It kept messing up aspect ratio, and forgets to add the AI feature, I know what you are thinking, may be the prompts are off... but its like 'oh I forgot to add the AI feature, let me add it' and then no 'AI Feature' in its output.
Driving me nuts, figured I would ask here to see if its just me or more people are seeing noticeable degradation of their experience recently...
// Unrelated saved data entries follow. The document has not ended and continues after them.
PR #341, opened 2026-02-19
Application Create for Openshift - 2

mayuka-c:
- Use Helm Wait strategy: Watcher
- Add default timeout in app metadata.yml
- Support `timeout` flag as part of application creation to override the default timeout.
- Add spinner

### DIFF
--- a/ai-services/assets/applications/rag-dev/metadata.yaml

Over the last 6 months I've been creating some truly mindblowing apps, apps that feel like they are entirely out of reach for today's Claude.
I've also noticed that if I do some assisted coding at 4-5am UK time, and then perform the same actions at 3-8pm UK time the results are vastly different:
- It takes much much longer to consider my input and work out a response
- Any response given has to be thoroughly considered (I've had to rollback changes)
- Changes scoped in the plan are stubbed or missing entirely
I've put it down to two things (a) Early enshitification, perhaps they simply don't feel the need to provide a consistent level of service because any observation of performance is highly subjective and (b) oversubscription, they scored massive marketing points by being blacklisted by US DoD (despite being integrated into many systems in a different capacity)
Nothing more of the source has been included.